++++ Given data

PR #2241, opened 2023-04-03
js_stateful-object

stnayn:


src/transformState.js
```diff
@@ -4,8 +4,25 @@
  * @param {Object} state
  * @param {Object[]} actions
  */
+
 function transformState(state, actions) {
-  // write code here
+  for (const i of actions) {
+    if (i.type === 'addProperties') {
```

++++++++
++++ Given data

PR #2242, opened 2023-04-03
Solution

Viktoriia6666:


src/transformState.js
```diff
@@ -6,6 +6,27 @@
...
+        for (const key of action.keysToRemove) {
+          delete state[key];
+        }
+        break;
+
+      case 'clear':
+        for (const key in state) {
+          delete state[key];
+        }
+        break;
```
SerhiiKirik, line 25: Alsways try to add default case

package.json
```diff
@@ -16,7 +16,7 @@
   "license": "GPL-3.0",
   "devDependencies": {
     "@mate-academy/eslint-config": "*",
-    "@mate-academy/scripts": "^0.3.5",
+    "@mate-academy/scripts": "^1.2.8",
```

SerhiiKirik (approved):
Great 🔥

++++++++
++++ Given data

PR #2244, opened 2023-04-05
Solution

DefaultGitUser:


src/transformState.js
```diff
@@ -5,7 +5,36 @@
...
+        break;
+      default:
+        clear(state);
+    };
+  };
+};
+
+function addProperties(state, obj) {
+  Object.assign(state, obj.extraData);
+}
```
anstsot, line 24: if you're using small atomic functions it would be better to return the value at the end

++++++++

Aim of the task:
What are the lines above that hold the string "opened"? Copy them.

Response area:
PR #2241, opened 2023-04-03
PR #2242, opened 2023-04-03
PR #2244, opened 2023-04-05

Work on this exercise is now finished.